→ Data supplied
------------------------------------

PR #4894, opened 2022-08-01
Fix rpc json #4838

### LINKED ISSUE #4784: polygon: trace_block:  insufficient funds for gas * price + value
#### System information

Erigon version: last

OS & Version: Linux
block_num:10852073 10852077
jsonrpc request:{
    "jsonrpc": "2.0",
    "method": "trace_block",
    "params": ["0xa596e9"],  
    "id": 1
}
request result:
{
    "jsonrpc": "2.0",
    "id": 1,
    "error": {
        "code": -32000,
        "message": "first run for txIndex 2 error: insufficient funds for gas * price + value: address 0x1CA971963bdb4BA2BF337c90660674AcFf5Beb3f have 1340837000000000 want 2808193000000000"
    }
}

### LINKED ISSUE #4838: trace rpc stream: return valid json in most of error cases
- as a 1-st step - we can handle it in simple cases: for example handle case when error happening in top-level func (let's say - in `commands/tracing.go:traceBlock`): https://github.com/ledgerwatch/erigon/issues/4637#issuecomment-1176407488
- in-general any error which happen in the middle of trace method (with streaming) will return invalid json now (it will write error in the middle of stream)
- here is some related error:  https://discord.com/channels/687972960811745322/687972960811745326/1001636236307464242
- trace methods docs: https://openethereum.github.io/JSONRPC-trace-module

dafky2000:
A little bit of guesswork and my first foray into Golang... It has fixed the error case I was exhibiting with some trace_filter requests on polygon (same as #4784) and seems to be running well beyond. Should return a trace (or error) for each transaction and not fail mid-way through the batch of transactions.

maybe
fixes #4838 
fixes #4784

### DIFF
--- a/rpc/handler.go
+++ b/rpc/handler.go
@@ -79,6 +79,40 @@ type callProc struct {
 	notifiers []*Notifier
 }
 
+func handleError(err error, stream *jsoniter.Stream) error {
+	if err != nil {
+		//return msg.errorResponse(err)
+		stream.WriteObjectStart()
+		stream.WriteObjectField("error")
+		stream.WriteObjectStart()
+		stream.WriteObjectField("code")
+		ec, ok := err.(Error)
+		if ok {
+			stream.WriteInt(ec.ErrorCode())
+		} else {
+			stream.WriteInt(defaultErrorCode)
+		}
+		stream.WriteMore()
+		stream.WriteObjectField("message")
+		stream.WriteString(fmt.Sprintf("%v", err))
+		de, ok := err.(DataError)
+		if ok {
+			stream.WriteMore()
+			stream.WriteObjectField("data")
+			data, derr := json.Marshal(de.ErrorData())
+			if derr == nil {
+				stream.Write(data)
+			} else {
+				stream.WriteString(fmt.Sprintf("%v", derr))
+			}
+		}
+		stream.WriteObjectEnd()
+		stream.WriteObjectEnd()
+	}
+
+	return nil
+}
+
 func newHandler(connCtx context.Context, conn jsonWriter, idgen func() ID, reg *serviceRegistry, allowList AllowList, maxBatchConcurrency uint, traceRequests bool) *handler {
 	rootCtx, cancelRoot := context.WithCancel(connCtx)
 	forbiddenList := newForbiddenList()
@@ -477,36 +511,7 @@ func (h *handler) runMethod(ctx context.Context, msg *jsonrpcMessage, callb *cal
 		stream.WriteMore()
 	}
 	stream.WriteObjectField("result")
-	_, err := callb.call(ctx, msg.Method, args, stream)
-	if err != nil {
-		//return msg.errorResponse(err)
-
-		stream.WriteMore()
-		stream.WriteObjectField("error")
-		stream.WriteObjectStart()
-		stream.WriteObjectField("code")
-		ec, ok := err.(Error)
-		if ok {
-			stream.WriteInt(ec.ErrorCode())
-		} else {
-			stream.WriteInt(defaultErrorCode)
-		}
-		stream.WriteMore()
-		stream.WriteObjectField("message")
-		stream.WriteString(fmt.Sprintf("%v", err))
-		de, ok := err.(DataError)
-		if ok {
-			stream.WriteMore()
-			stream.WriteObjectField("data")
-			data, derr := json.Marshal(de.ErrorData())
-			if derr == nil {
-				stream.Write(data)
-			} else {
-				stream.WriteString(fmt.Sprintf("%v", derr))
-			}
-		}
-		stream.WriteObjectEnd()
-	}
+	callb.call(ctx, msg.Method, args, stream)
 	stream.WriteObjectEnd()
 	stream.Flush()
 	return nil
--- a/rpc/handler.go
+++ b/rpc/handler.go
@@ -79,7 +79,7 @@ type callProc struct {
 	notifiers []*Notifier
 }
 
-func handleError(err error, stream *jsoniter.Stream) error {
+func HandleError(err error, stream *jsoniter.Stream) error {
 	if err != nil {
 		//return msg.errorResponse(err)
 		stream.WriteObjectStart()
--- a/rpc/handler.go
+++ b/rpc/handler.go
@@ -511,7 +511,10 @@ func (h *handler) runMethod(ctx context.Context, msg *jsonrpcMessage, callb *cal
 		stream.WriteMore()
 	}
 	stream.WriteObjectField("result")
-	callb.call(ctx, msg.Method, args, stream)
+	_, err := callb.call(ctx, msg.Method, args, stream)
+	if err != nil {
+		HandleError(err, stream)
+	}
 	stream.WriteObjectEnd()
 	stream.Flush()
 	return nil
--- a/rpc/handler.go
+++ b/rpc/handler.go
@@ -82,7 +82,6 @@ type callProc struct {
 func HandleError(err error, stream *jsoniter.Stream) error {
 	if err != nil {
 		//return msg.errorResponse(err)
-		stream.WriteObjectStart()
 		stream.WriteObjectField("error")
 		stream.WriteObjectStart()
 		stream.WriteObjectField("code")
@@ -106,7 +105,6 @@ func HandleError(err error, stream *jsoniter.Stream) error {
 				stream.WriteString(fmt.Sprintf("%v", derr))
 			}
 		}
-		stream.WriteObjectEnd()
 		stream.WriteObjectEnd()
 	}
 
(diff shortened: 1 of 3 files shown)


AskAlexSharov:
Unfortunately “ Should return a trace (or error) for each transaction and not fail mid-way through the batch of transactions” is not achievable if do json-streaming. First part of json already sent to client  and can’t undo - when error-in-the-middle happens. Otherwise some traces can eat 60Gb of RAM. https://github.com/ledgerwatch/erigon/issues/4637 Json is not streaming-friendly format. 

Maximum what can do: return “valid json” but not “only error”. See ideas here: https://github.com/ledgerwatch/erigon/issues/4637#issuecomment-1176407488

more on motivation: https://github.com/ledgerwatch/erigon/pull/4647

dafky2000:
Ahhh shucks! I don't think this PR addresses the high memory usage but my intention and the result I'm witnessing is just as you've described - 

> return “valid json” but not “only error”

The machine specs this is currently running on far exceeds 60GB so I may not have noticed.

AskAlexSharov:
Nice. But unfortunately i don’t understand - what changes the PR. Seems it write error to stream - when error happens - in the middle of streamed data. Or i missing something? Maybe you can of me example of request and response?

dafky2000:
The request is:

`curl -X GET -H "Content-Type: application/json" --data '{"jsonrpc": "2.0", "method": "trace_filter", "params": [{"fromBlock":"0x1caccda","toBlock":"0x1cacce4","toAddress":["0x9d305a42a3975ee4c1c57555bed5919889dce63f"]}], "id":1}' 'http://localhost:8545/'`

On devel  41f27be1402545779a7a4d01e6bee5c5f265194e the response is invalid JSON - I think due to one failed trace.

```JSON
{
  "jsonrpc":"2.0",
  "id":1,
  "result": [
    null,
    "error": {
      "code":-32000,
      "message":"first run for txIndex 2 error: insufficient funds for gas * price
 + value: address 0x39475f32F1fe9d5B5279400eAcb6ae0a65C5Ae9b have 1791355021271937903 want 1964029590710528768"
    }
}     
```

On fix-rpc-json fa34bce72d65f0db5b68acdd638f15043d7fdc0f I receive 2 traces, the first is an error, the second is a valid trace.

```JSON
{
  "jsonrpc": "2.0",
  "id": 1,
  "result": [
    {
      "error": {
        "code": -32000,
        "message": "first run for txIndex 2 error: insufficient funds for gas * price + value: address 0x39475f32F1fe9d5B5279400eAcb6ae0a65C5Ae9b have 1791355021271937903 want 1964029590710528768"
      }
    },
    {
      "action": {
        "from": "0x7695b9ac52e49f1a8c4c554a072edb225eebfe70",
        "callType": "staticcall",
        "gas": "0x15e26",
        "input": "0x70a08231000000000000000000000000d8bc9881a490b48e4537cae07d6b70ec855bb9c2",
        "to": "0x9d305a42a3975ee4c1c57555bed5919889dce63f",
        "value": "0x0"
      },
      "blockHash": "0x6935ca5b004ad7da60d92e823adbc32e4165623ae62eac7ff7dd2983a4d69a6f",
      "blockNumber": 30067938,
      "result": {
        "gasUsed": "0x266c",
        "output": "0x0000000000000000000000000000000000000000000000000000000000000000"
      },
      "subtraces": 1,
      "traceAddress": [
        3,
        0
      ],
      "transactionHash": "0x29aee314d770d80b3d7ab339510ef983530b72b0e2858a742025f9d186f56b27",
      "transactionPosition": 45,
      "type": "call"
    }
  ]
}
```

AskAlexSharov:
Great. I will try tomorrow

rpc/handler.go
```diff
@@ -477,36 +511,7 @@ func (h *handler) runMethod(ctx context.Context, msg *jsonrpcMessage, callb *cal
...
-			data, derr := json.Marshal(de.ErrorData())
-			if derr == nil {
-				stream.Write(data)
-			} else {
-				stream.WriteString(fmt.Sprintf("%v", derr))
-			}
-		}
-		stream.WriteObjectEnd()
-	}
+	callb.call(ctx, msg.Method, args, stream)
```
AskAlexSharov, line 514: please don't loose error returned by this method. also pass it to HandleError

AskAlexSharov (changes requested):
aha, now I understand how this PR works. 
Only 1 thing need to change - handle lost error.

rpc/handler.go
dafky2000: Shoot! I was on the fence about that one but now realize that's important for the other higher level errors that may occur (before looping through transactions). I'll get this added to the PR asap!

dafky2000: That change (and an omission from the rpcdaemon22 port) has been made!

rpc/handler.go
```diff
@@ -479,33 +513,7 @@ func (h *handler) runMethod(ctx context.Context, msg *jsonrpcMessage, callb *cal
...
-			stream.WriteObjectField("data")
-			data, derr := json.Marshal(de.ErrorData())
-			if derr == nil {
-				stream.Write(data)
-			} else {
-				stream.WriteString(fmt.Sprintf("%v", derr))
-			}
-		}
-		stream.WriteObjectEnd()
+		HandleError(err, stream)
```
AskAlexSharov, line 516: Error here was written as top-level object field, not as sub-object.

AskAlexSharov (changes requested):

rpc/handler.go
dafky2000: :hankey: Ok, I've addressed this in 4c640cf5cdb5d0814c72c42bfa0769f438d7df96. It should now set result to null and set the error object in the top-level JSON. Which seems to make the most sense in these cases.

rpc/handler.go
```diff
@@ -479,33 +511,9 @@ func (h *handler) runMethod(ctx context.Context, msg *jsonrpcMessage, callb *cal
...
-			stream.WriteObjectField("data")
-			data, derr := json.Marshal(de.ErrorData())
-			if derr == nil {
-				stream.Write(data)
-			} else {
-				stream.WriteString(fmt.Sprintf("%v", derr))
-			}
-		}
-		stream.WriteObjectEnd()
+		stream.WriteNil();
```
AskAlexSharov, line 514: I think this “nil” makes json invalid. There was no nil and no WriteMore before.

AskAlexSharov (changes requested):

rpc/handler.go
dafky2000: No, because now the nil is setting the result field to "null" which is valid. Then WriteMore inserts the comma before more object fields are added from handle error (error and message). I did take a moment to test the error case where fromBlock > toBlock and the result is valid JSON and what I would expect.

dafky2000: When any of those errors are returned, the result field is always be uninitialized, so setting it to null or an empty array are the 2 options I saw.

AskAlexSharov: make sense. then good to go. let me test some other methods

AskAlexSharov (changes requested):
can merge. please fix linter warnings:
make lintci-deps
make lint
```
rpc/handler.go:514: File is not `gofmt`-ed with `-s` (gofmt)
		stream.WriteNil();
		stream.WriteMore();
```

dafky2000:
> can merge. please fix linter warnings: make lintci-deps make lint
> 
> ```
> rpc/handler.go:514: File is not `gofmt`-ed with `-s` (gofmt)
> 		stream.WriteNil();
> 		stream.WriteMore();
> ```

I don't see an option to resolve this comment. Requested another review :-)

AskAlexSharov:
Remove semicolon :-)

AskAlexSharov:
Also error says: use “gofmt”. Just google what is it and enable it in your IDE. Usually we do auto-format code in golang community.

dafky2000:
Yes, my latest commit 52a81841dffa9709194604e02e56a56176f24f23 removes the 2 semicolons.

AskAlexSharov (approved):

AskAlexSharov:
Thank you. Then i will merge tomorrow

AskAlexSharov:
great work, thank you

joucksHua:
The latest version has been tried and still has this error
branche：devel
Oh, God can take a look！！
{
    "jsonrpc": "2.0",
    "method": "trace_block",
    "params": ["0xa596e9"],
    "id": 1
}
{
    "jsonrpc": "2.0",
    "id": 1,
    "error": {
        "code": -32000,
        "message": "first run for txIndex 2 error: insufficient funds for gas * price + value: address 0x1CA971963bdb4BA2BF337c90660674AcFf5Beb3f have 1340837000000000 want 2808193000000000"
    }
}

AskAlexSharov:
Is it invalid json?

joucksHua:
Through an HTTP request, I want 13 transaction information
```
{
"jsonrpc": "2.0",
"method": "trace_block",
"params": ["0xa596e9"],
"id": 1
}
```
The expectation is the same as here：https://polygonscan.com/txs?block=10852073
But an error is returned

------------------------------------

→ Exercise description
If a line of the listing above contains "merge", pick it out and copy it.

→ Response below
can merge. please fix linter warnings:
> can merge. please fix linter warnings: make lintci-deps make lint
Thank you. Then i will merge tomorrow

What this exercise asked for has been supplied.